> **Exercise goal**
Working from the listing below, pick each line containing the word "module" and copy it.
*** Entries provided Section Begins ***
PR #491, opened 2024-08-19
Make is_flat_memory more robust

Junchao-Mellanox:
#### Description

Currently, `is_flat_memory` could return 3 different values:

- True when the module is flat memory
- False when the module is not flat memory
- None when the EEPROM read returns None or empty bytearray

When it returns None, we should not assume that the module is NOT a flat memory. Instead, it would be safer to treat it as a flat memory.

 

#### Motivation and Context
This PR is to make `is_flat_memory` only returns two state, True or False. And if EEPROM reading returns None or empty bytearray, we should treat the module as a flat memory.

Manual test

### DIFF
--- a/sonic_platform_base/sonic_xcvr/api/public/cmis.py
+++ b/sonic_platform_base/sonic_xcvr/api/public/cmis.py
@@ -368,7 +368,7 @@ class CmisApi(XcvrApi):
         return float("{:.3f}".format(voltage))
 
     def is_flat_memory(self):
-        return self.xcvr_eeprom.read(consts.FLAT_MEM_FIELD)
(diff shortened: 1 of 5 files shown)


mihirpat1:
@Junchao-Mellanox Can you please modify the below description as well?
https://github.com/sonic-net/sonic-platform-common/blob/7f07fa68eff8954cbd36400d39fd6f3d81b9a850/sonic_platform_base/sonic_xcvr/api/xcvr_api.py#L494-L496

keboliu (dismissed):

mihirpat1 (approved):

keboliu (approved):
*** Entries provided Section Ends ***
> **Written reply**
- True when the module is flat memory
- False when the module is not flat memory
When it returns None, we should not assume that the module is NOT a flat memory. Instead, it would be safer to treat it as a flat memory.
This PR is to make `is_flat_memory` only returns two state, True or False. And if EEPROM reading returns None or empty bytearray, we should treat the module as a flat memory.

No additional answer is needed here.